# Repas enfant



## Letice (2 Septembre 2022)

Bonjour j'ai un petit dilem je ne sais pas trop comment faire. Un petit que j'acceuille refuse son repas le midi selon ce qu'il y a dans son assiette même si c'est des choses simple. Les parents ne veulent pas que je donne de dessert si il n'a pas toucher à son assiette. En gros je dois le mettre à la sieste le ventre vide. A ma place que feriez vous ? Moi cela me paraît dure il a que 2ans. C'est un peu l'âge de contradiction.
Merci de votre aide ou solution


----------



## Griselda (2 Septembre 2022)

C'est une technique "à l'ancienne" qui a démontré que ça ne porte pas ses fruits du tout.
Ton role en tant qu'AM est de savoir expliquer aux PE que ça fonctionne beaucoup mieux de:

- proposer le repas en question
- quand les copains ont fini, s'il ne l'a pas touché lui proposer son dessert comme les autres
- ne pas deservir son assiette pour autant car il n'est pas impossible qu'une fois mangé le dessert sucré, l'appetit s'ouvre et décide de manger son plat salé aussi
- si ce n'est pas le cas on ne compense pas ni par un autre plat, ni par un 2eme dessert: si l'enfant a faim il mangera.

Le dessert fait partie integrante de l'équilibre alimentaire donc non on ne l'en prive pas.

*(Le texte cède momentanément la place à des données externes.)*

Issue #1428, opened 2024-03-14
Disable twoslash in dev mode


kravetsone:
**Describe the solution you'd like**
Add the option to disable twoslash for example using the cli or env argument for perfomance reasons

antfu:
We could use headmatters to do so as other options, like `twoslash: build` for example https://sli.dev/custom/#frontmatter-configures

PR welcome if you want to work on that

PR #1429, opened 2024-03-14
feat: option `twoslash` to disable twoslash

kamuiiiii:
Resolve https://github.com/slidevjs/slidev/issues/1428

### DIFF
--- a/docs/guide/syntax.md
+++ b/docs/guide/syntax.md
@@ -216,6 +216,14 @@ const count = ref(0)
 <!-- For the popup to not overlap the content below -->
 <div class="py-20" />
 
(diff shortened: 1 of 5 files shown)


KermanX (approved):

KermanX:
Maybe the docs should be updated too.

docs/guide/syntax.md
```diff
@@ -216,6 +216,14 @@ const count = ref(0)
 <!-- For the popup to not overlap the content below -->
 <div class="py-20" />
 
+#### Disable Twoslash
```
antfu, line 219: We don't need to do this here, mention it in the config.md would be better

PR #1435, opened 2024-03-15
feat: enhance `SlidevVideo` component

### LINKED ISSUE #1424: Export last frame of embedded videos
When including videos in my slides, only a black rectangle will be shown on the exported pdf.

For example:

Screenshot 2024-03-13 at 09 43 58

It would be amazing if instead, the last frame of the video was shown.

Untitled-1

It should be possible to manually extract the last frame from the video, or a video placeholder, and show this video place holder instead of the video when `isPrint` is `true`.

KermanX:
Resolves #1424.

> The following is the new doc for `SlidevVideo`

- `controls` (`boolean`, default: `false`): show the video controls
- `autoplay` (`boolean | 'once'`, default: `false`):
  - `true` or `'once'`: start the video only once and does not restart it once ended or paused
  - `false`: never automatically start the video (rely on `controls` instead)
- `autoreset` (`'slide' | 'click'`, default: `undefined`):
  - `'slide'`: go back to the start of the video when going back to the slide
  - `'click'`: go back to the start of the video when going back to the component's click turn
- `poster` (`string | undefined`, default: `undefined`):
  - The source of the image to print when the video is not playing.
- `printPoster` (`string | undefined`, default: `undefined`):
  - The override for `poster` when printing.
- `timestamp` (`string | number`, default: `0`):
  - The starting time of the video in seconds.
- `printTimestamp` (`string | number | 'last' | undefined`, default: `undefined`):
  - The override for `timestamp` when printing.

> [!WARNING]
> When exporting, the video may fail to load because Chromium does not support some video formats. In this case, you can specify the executable path of the browser. See [Chromium executable path](https://sli.dev/guide/exporting.html#executable-path) for more information.


antfu:
In a way, would having a video cover image be better? This option, to me, is a bit too specific and also might slow down the printing.

KermanX:
> In a way, would having a video cover image be better? This option, to me, is a bit too specific and also might slow down the printing.

Added an `imgToPrint` prop to achieve that. Also, I think most users may prefer waiting for a while when printing, rather than to screenshot by themselves...

QuentinRoy:
Thanks @KermanX  for this PR!
I have tried the new component on a project of mine (with default `"last"` timeToPrint) and it does not seem to be working. I still get the black rectangles. I am not sure yet if it is because it isn't supported by playwright on my laptop (macOS), or because of something else like the video not playing, or the renderer not waiting for it.

KermanX:
> I have tried your change in a project of mine with `timeToPrint` and it does not seem to be working 😥.

I had tested with a video that is not very long. I think the problem is the video not got fully loaded when exporting. I used to think that `waitFor('networkidle')` in the exporting should wait for the video, but maybe the video is mounted to DOM after this `waitFor` being called, which can be the reason.

KermanX:
The real problem seems to be that the video is just not being loaded in the print mode. The `@canplay` and `@metadataloaded` events both aren't fired, even after waiting for 30s. I am not sure why my previous video was printed correctly.

packages/client/builtin/SlidevVideo.vue
```diff
@@ -1,11 +1,14 @@
...
 import { computed, onMounted, onUnmounted, ref, watch } from 'vue'
 import { useSlideContext } from '../context'
+import { useNav } from '../composables/useNav'
 
 const props = defineProps<{
   autoPlay?: boolean | 'once' | 'resume' | 'resumeOnce'
   autoPause?: 'slide' | 'click'
   autoReset?: 'slide' | 'click'
+  imgToPrint?: string
+  timeToPrint?: string | number | 'last'
```
antfu, line 11: I am wonder if we could have a general props like `poster`: https://www.w3schools.com/tags/att_video_poster.asp

I am not so sure about props to be print specific - I would probably use JS to do it conditionally.

KermanX:
> The real problem seems to be that the video is just not being loaded in the print mode. The `@canplay` and `@metadataloaded` events both aren't fired, even after waiting for 30s. I am not sure why my previous video was printed correctly.

It comes out that this is because chromium is missing some codecs. See https://github.com/microsoft/playwright/issues/4585.

If we run the export command with a Chrome binary, the video can be printed correctly:
```sh
pnpm export --executable-path "C:\Program Files (x86)\Microsoft\Edge\Application\msedge.exe"  
```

Et perso même si les PE campent sur leur position je leur dirais que je n'ai pas le droit de faire ça, pas plus que de donner une fessée. La PMI serait tres fachée.


----------



## nounoucat1 (2 Septembre 2022)

Bonjour si l'enfant refuse son plat suivant ce qu'il y a dedans il y a peut être moyen de lui demander ce qu'il aime et ce qu'il n'aime pas pour lui servir un plat qu'il le mette en appétit . 
Puis un fruit et un laitage . Si le petit de 2ans refuse de manger par opposition moins tu feras toute une histoire plus vite il arrêtera.
Comme Griselda a dit le dessert fait partie du repas. Si l'enfant peut au moins goûter son plat avant de dire qu'il n'en veut pas c'est mieux.
Et toujours demander aux parents ce que l'enfant aime manger chez eux c'est parfois que de la "mal bouffe" .
Quand l'enfant ne mange que son dessert il peut avoir une tartine avec un morceau de fromage en plus.
A 2ans il faut bien manger pour grandir et devenir intelligent ben oui ça se nourrit aussi le cerveau.
Bonne journée


----------



## MeliMelo (4 Septembre 2022)

Oui moi non plus je ne le priverai pas de dessert. Il y a une technique aussi c'est de mettre l'ensemble du menu plat, laitage, dessert sur un même plateau et l'enfant choisit par quoi il veut commencer, ça peut fonctionner pour certains enfants qui rechignent à manger le plat en premier, ils se mettent ensuite à manger le plat après le dessert, car ils ont encore faim. Une petite tactique aussi c'est de faire des bonhommes rigolos avec les aliments dans les assiettes, ou des têtes d'ours etc. Une autre tactique aussi mais il faut que les enfants soient assez grands, c'est de faire participer l'enfant à la préparation du repas. Chaque enfant est unique, il faut trouver sa propre tactique en associant les plats qu'il aime et équilibrés. Mais la privation, je dirai non. Dites aux parents qu'en formation on nous apprend à ne pas faire de VEO, et que la privation fait partie des VEO donc non, cela nous est interdit. L'alimentation est un besoin primaire que l'on doit satisfaire.


----------



## Chantou1 (5 Septembre 2022)

Qui en veut 🤪 tarte aux pommes dans l’avatar car fichier « trop volumineux »


----------



## Catie6432 (5 Septembre 2022)

Chantou elle est troooop belle ta tarte ! Ça me donne faim tout ça ! Je réserve une part ! 😋🍽️
Pas facile de poster des photos. A chaque fois que j'essaie ça ne marche jamais car fichier trop lourd. Et j'ai essayé souvent. 😮‍💨
C'est le petit bémol sur la nouvelle version du site.


----------



## AssMatNET (5 Septembre 2022)

@Chantou1 @Catie6432 Il suffit d'enregistrer une copie de votre photo avec une plus petite résolution ou de prendre une photo en réglant les paramètres de votre appareil pour que le fichier soit moins lourd...


----------



## angèle1982 (5 Septembre 2022)

Ces sont les PE qui fournissent ou vous qui lui faites son repas ?


----------



## Petuche (5 Septembre 2022)

J'ai eu le cas récemment, avant les vacances, où le petit que j'ai en accueil ne voulait plus manger. Ça n'a pas duré très longtemps mais j'avais trouve l'astuce. Il ne voulait pas de son plat alors je passais au dessert, (ne jamais privé un enfant de dessert). Alors je lui donnais son dessert et ensuite je lui redonnais son assiette et moi je faisais mine de ne pas faire attention.  E bien il mangeait avec sa cuillère. Et quand je me retournais tout était avalé, alors je le félicitais avec des grands bravo 😁


----------